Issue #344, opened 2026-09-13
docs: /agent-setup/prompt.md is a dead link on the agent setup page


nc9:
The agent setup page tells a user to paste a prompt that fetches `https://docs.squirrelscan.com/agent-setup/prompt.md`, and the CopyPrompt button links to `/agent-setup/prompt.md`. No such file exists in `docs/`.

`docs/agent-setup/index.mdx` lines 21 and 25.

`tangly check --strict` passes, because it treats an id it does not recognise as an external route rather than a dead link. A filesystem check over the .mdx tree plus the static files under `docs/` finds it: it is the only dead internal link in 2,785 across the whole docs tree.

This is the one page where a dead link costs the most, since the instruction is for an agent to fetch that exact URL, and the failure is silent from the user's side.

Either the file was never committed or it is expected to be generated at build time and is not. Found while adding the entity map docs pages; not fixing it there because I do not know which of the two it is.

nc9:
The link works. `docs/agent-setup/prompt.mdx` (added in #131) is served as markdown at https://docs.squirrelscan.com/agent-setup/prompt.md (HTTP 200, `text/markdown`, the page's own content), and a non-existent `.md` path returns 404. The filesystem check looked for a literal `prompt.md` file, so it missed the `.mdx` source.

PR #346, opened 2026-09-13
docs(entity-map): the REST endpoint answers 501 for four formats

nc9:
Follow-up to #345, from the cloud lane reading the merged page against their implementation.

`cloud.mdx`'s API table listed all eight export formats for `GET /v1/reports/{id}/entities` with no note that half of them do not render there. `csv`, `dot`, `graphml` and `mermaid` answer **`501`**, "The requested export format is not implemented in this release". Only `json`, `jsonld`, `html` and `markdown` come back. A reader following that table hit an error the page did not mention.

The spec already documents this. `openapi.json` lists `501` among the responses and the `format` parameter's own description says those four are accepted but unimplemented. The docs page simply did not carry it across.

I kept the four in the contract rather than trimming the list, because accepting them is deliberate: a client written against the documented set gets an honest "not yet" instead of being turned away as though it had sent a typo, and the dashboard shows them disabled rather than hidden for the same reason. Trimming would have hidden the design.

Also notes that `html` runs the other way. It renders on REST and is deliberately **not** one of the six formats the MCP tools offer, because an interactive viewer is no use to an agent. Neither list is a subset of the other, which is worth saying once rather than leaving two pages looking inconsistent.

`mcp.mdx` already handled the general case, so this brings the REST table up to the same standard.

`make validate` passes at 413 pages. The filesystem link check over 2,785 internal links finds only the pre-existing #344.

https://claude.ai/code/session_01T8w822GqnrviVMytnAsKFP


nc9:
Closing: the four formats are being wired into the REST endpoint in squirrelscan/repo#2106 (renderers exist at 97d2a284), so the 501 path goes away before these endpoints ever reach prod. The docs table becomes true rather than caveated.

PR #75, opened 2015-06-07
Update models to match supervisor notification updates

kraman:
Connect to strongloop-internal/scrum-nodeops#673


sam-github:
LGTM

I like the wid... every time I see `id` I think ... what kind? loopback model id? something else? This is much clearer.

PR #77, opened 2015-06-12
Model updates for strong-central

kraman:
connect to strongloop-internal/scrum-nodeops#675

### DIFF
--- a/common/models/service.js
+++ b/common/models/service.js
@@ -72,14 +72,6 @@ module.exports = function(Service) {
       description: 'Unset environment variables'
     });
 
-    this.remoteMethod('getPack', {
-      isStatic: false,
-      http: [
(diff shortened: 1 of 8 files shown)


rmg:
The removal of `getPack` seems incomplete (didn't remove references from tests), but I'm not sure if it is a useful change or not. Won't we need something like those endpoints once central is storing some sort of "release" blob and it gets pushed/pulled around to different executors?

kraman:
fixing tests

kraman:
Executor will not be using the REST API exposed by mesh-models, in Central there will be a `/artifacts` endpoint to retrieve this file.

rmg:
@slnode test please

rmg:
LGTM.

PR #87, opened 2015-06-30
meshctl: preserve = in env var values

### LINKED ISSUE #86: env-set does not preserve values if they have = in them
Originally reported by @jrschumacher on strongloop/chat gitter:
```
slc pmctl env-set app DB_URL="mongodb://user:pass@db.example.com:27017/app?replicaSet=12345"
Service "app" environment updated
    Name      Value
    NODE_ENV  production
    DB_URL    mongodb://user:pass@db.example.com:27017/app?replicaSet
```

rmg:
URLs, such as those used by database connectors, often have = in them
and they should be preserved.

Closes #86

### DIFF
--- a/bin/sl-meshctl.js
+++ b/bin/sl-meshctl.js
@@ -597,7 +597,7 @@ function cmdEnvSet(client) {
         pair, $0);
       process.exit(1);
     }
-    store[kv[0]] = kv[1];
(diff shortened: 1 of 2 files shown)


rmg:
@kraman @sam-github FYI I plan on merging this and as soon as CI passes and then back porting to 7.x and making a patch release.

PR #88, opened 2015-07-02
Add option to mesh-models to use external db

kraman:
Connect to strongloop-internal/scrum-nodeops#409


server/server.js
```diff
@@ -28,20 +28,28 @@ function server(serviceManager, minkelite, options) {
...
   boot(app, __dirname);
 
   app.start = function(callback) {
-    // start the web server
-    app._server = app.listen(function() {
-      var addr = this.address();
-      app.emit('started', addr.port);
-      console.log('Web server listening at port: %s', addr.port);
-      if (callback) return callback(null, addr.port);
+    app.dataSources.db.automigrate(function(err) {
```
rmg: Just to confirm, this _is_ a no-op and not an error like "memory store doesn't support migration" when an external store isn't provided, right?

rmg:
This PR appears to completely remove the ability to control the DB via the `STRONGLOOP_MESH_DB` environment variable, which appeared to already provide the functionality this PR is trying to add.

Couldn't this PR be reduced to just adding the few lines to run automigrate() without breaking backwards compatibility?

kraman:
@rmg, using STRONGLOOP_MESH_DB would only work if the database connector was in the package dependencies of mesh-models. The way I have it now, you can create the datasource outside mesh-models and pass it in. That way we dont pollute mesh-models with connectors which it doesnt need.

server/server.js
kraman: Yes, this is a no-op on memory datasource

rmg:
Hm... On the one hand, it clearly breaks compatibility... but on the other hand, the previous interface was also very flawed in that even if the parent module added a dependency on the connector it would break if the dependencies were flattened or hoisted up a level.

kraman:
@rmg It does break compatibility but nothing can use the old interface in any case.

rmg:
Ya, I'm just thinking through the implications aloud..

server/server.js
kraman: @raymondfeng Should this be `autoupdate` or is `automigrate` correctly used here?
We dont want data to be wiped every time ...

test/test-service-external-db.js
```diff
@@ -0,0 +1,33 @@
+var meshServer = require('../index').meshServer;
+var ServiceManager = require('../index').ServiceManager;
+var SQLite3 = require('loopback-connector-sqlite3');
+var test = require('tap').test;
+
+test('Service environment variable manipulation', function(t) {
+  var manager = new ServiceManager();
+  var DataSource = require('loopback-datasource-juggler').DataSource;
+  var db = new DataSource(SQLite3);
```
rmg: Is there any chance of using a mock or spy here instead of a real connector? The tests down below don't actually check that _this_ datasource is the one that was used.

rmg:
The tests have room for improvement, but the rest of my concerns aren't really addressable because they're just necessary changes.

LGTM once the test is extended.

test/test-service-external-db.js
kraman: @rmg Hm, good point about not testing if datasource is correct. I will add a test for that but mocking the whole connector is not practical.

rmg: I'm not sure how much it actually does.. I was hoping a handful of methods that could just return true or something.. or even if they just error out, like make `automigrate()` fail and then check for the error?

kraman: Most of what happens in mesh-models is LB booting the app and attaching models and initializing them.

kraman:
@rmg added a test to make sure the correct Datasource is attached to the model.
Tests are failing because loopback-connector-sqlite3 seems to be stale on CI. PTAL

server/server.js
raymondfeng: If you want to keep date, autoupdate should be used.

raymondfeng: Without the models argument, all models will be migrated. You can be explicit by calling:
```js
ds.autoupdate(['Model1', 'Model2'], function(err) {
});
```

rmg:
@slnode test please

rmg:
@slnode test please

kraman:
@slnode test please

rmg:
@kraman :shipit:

──────

__Your task__.
The output is every entry, printed exactly as it reads.

__Problem solution__.
Issue #344, opened 2026-09-13
docs: /agent-setup/prompt.md is a dead link on the agent setup page


nc9:
The agent setup page tells a user to paste a prompt that fetches `https://docs.squirrelscan.com/agent-setup/prompt.md`, and the CopyPrompt button links to `/agent-setup/prompt.md`. No such file exists in `docs/`.

`docs/agent-setup/index.mdx` lines 21 and 25.

`tangly check --strict` passes, because it treats an id it does not recognise as an external route rather than a dead link. A filesystem check over the .mdx tree plus the static files under `docs/` finds it: it is the only dead internal link in 2,785 across the whole docs tree.

This is the one page where a dead link costs the most, since the instruction is for an agent to fetch that exact URL, and the failure is silent from the user's side.

Either the file was never committed or it is expected to be generated at build time and is not. Found while adding the entity map docs pages; not fixing it there because I do not know which of the two it is.

nc9:
The link works. `docs/agent-setup/prompt.mdx` (added in #131) is served as markdown at https://docs.squirrelscan.com/agent-setup/prompt.md (HTTP 200, `text/markdown`, the page's own content), and a non-existent `.md` path returns 404. The filesystem check looked for a literal `prompt.md` file, so it missed the `.mdx` source.

PR #346, opened 2026-09-13
docs(entity-map): the REST endpoint answers 501 for four formats

nc9:
Follow-up to #345, from the cloud lane reading the merged page against their implementation.

`cloud.mdx`'s API table listed all eight export formats for `GET /v1/reports/{id}/entities` with no note that half of them do not render there. `csv`, `dot`, `graphml` and `mermaid` answer **`501`**, "The requested export format is not implemented in this release". Only `json`, `jsonld`, `html` and `markdown` come back. A reader following that table hit an error the page did not mention.

The spec already documents this. `openapi.json` lists `501` among the responses and the `format` parameter's own description says those four are accepted but unimplemented. The docs page simply did not carry it across.

I kept the four in the contract rather than trimming the list, because accepting them is deliberate: a client written against the documented set gets an honest "not yet" instead of being turned away as though it had sent a typo, and the dashboard shows them disabled rather than hidden for the same reason. Trimming would have hidden the design.

Also notes that `html` runs the other way. It renders on REST and is deliberately **not** one of the six formats the MCP tools offer, because an interactive viewer is no use to an agent. Neither list is a subset of the other, which is worth saying once rather than leaving two pages looking inconsistent.

`mcp.mdx` already handled the general case, so this brings the REST table up to the same standard.

`make validate` passes at 413 pages. The filesystem link check over 2,785 internal links finds only the pre-existing #344.

https://claude.ai/code/session_01T8w822GqnrviVMytnAsKFP


nc9:
Closing: the four formats are being wired into the REST endpoint in squirrelscan/repo#2106 (renderers exist at 97d2a284), so the 501 path goes away before these endpoints ever reach prod. The docs table becomes true rather than caveated.

PR #75, opened 2015-06-07
Update models to match supervisor notification updates

kraman:
Connect to strongloop-internal/scrum-nodeops#673


sam-github:
LGTM

I like the wid... every time I see `id` I think ... what kind? loopback model id? something else? This is much clearer.

PR #77, opened 2015-06-12
Model updates for strong-central

kraman:
connect to strongloop-internal/scrum-nodeops#675

### DIFF
--- a/common/models/service.js
+++ b/common/models/service.js
@@ -72,14 +72,6 @@ module.exports = function(Service) {
       description: 'Unset environment variables'
     });
 
-    this.remoteMethod('getPack', {
-      isStatic: false,
-      http: [
(diff shortened: 1 of 8 files shown)


rmg:
The removal of `getPack` seems incomplete (didn't remove references from tests), but I'm not sure if it is a useful change or not. Won't we need something like those endpoints once central is storing some sort of "release" blob and it gets pushed/pulled around to different executors?

kraman:
fixing tests

kraman:
Executor will not be using the REST API exposed by mesh-models, in Central there will be a `/artifacts` endpoint to retrieve this file.

rmg:
@slnode test please

rmg:
LGTM.

PR #87, opened 2015-06-30
meshctl: preserve = in env var values

### LINKED ISSUE #86: env-set does not preserve values if they have = in them
Originally reported by @jrschumacher on strongloop/chat gitter:
```
slc pmctl env-set app DB_URL="mongodb://user:pass@db.example.com:27017/app?replicaSet=12345"
Service "app" environment updated
    Name      Value
    NODE_ENV  production
    DB_URL    mongodb://user:pass@db.example.com:27017/app?replicaSet
```

rmg:
URLs, such as those used by database connectors, often have = in them
and they should be preserved.

Closes #86

### DIFF
--- a/bin/sl-meshctl.js
+++ b/bin/sl-meshctl.js
@@ -597,7 +597,7 @@ function cmdEnvSet(client) {
         pair, $0);
       process.exit(1);
     }
-    store[kv[0]] = kv[1];
(diff shortened: 1 of 2 files shown)


rmg:
@kraman @sam-github FYI I plan on merging this and as soon as CI passes and then back porting to 7.x and making a patch release.

PR #88, opened 2015-07-02
Add option to mesh-models to use external db

kraman:
Connect to strongloop-internal/scrum-nodeops#409


server/server.js
```diff
@@ -28,20 +28,28 @@ function server(serviceManager, minkelite, options) {
...
   boot(app, __dirname);
 
   app.start = function(callback) {
-    // start the web server
-    app._server = app.listen(function() {
-      var addr = this.address();
-      app.emit('started', addr.port);
-      console.log('Web server listening at port: %s', addr.port);
-      if (callback) return callback(null, addr.port);
+    app.dataSources.db.automigrate(function(err) {
```
rmg: Just to confirm, this _is_ a no-op and not an error like "memory store doesn't support migration" when an external store isn't provided, right?

rmg:
This PR appears to completely remove the ability to control the DB via the `STRONGLOOP_MESH_DB` environment variable, which appeared to already provide the functionality this PR is trying to add.

Couldn't this PR be reduced to just adding the few lines to run automigrate() without breaking backwards compatibility?

kraman:
@rmg, using STRONGLOOP_MESH_DB would only work if the database connector was in the package dependencies of mesh-models. The way I have it now, you can create the datasource outside mesh-models and pass it in. That way we dont pollute mesh-models with connectors which it doesnt need.

server/server.js
kraman: Yes, this is a no-op on memory datasource

rmg:
Hm... On the one hand, it clearly breaks compatibility... but on the other hand, the previous interface was also very flawed in that even if the parent module added a dependency on the connector it would break if the dependencies were flattened or hoisted up a level.

kraman:
@rmg It does break compatibility but nothing can use the old interface in any case.

rmg:
Ya, I'm just thinking through the implications aloud..

server/server.js
kraman: @raymondfeng Should this be `autoupdate` or is `automigrate` correctly used here?
We dont want data to be wiped every time ...

test/test-service-external-db.js
```diff
@@ -0,0 +1,33 @@
+var meshServer = require('../index').meshServer;
+var ServiceManager = require('../index').ServiceManager;
+var SQLite3 = require('loopback-connector-sqlite3');
+var test = require('tap').test;
+
+test('Service environment variable manipulation', function(t) {
+  var manager = new ServiceManager();
+  var DataSource = require('loopback-datasource-juggler').DataSource;
+  var db = new DataSource(SQLite3);
```
rmg: Is there any chance of using a mock or spy here instead of a real connector? The tests down below don't actually check that _this_ datasource is the one that was used.

rmg:
The tests have room for improvement, but the rest of my concerns aren't really addressable because they're just necessary changes.

LGTM once the test is extended.

test/test-service-external-db.js
kraman: @rmg Hm, good point about not testing if datasource is correct. I will add a test for that but mocking the whole connector is not practical.

rmg: I'm not sure how much it actually does.. I was hoping a handful of methods that could just return true or something.. or even if they just error out, like make `automigrate()` fail and then check for the error?

kraman: Most of what happens in mesh-models is LB booting the app and attaching models and initializing them.

kraman:
@rmg added a test to make sure the correct Datasource is attached to the model.
Tests are failing because loopback-connector-sqlite3 seems to be stale on CI. PTAL

server/server.js
raymondfeng: If you want to keep date, autoupdate should be used.

raymondfeng: Without the models argument, all models will be migrated. You can be explicit by calling:
```js
ds.autoupdate(['Model1', 'Model2'], function(err) {
});
```

rmg:
@slnode test please

rmg:
@slnode test please

kraman:
@slnode test please

rmg:
@kraman :shipit:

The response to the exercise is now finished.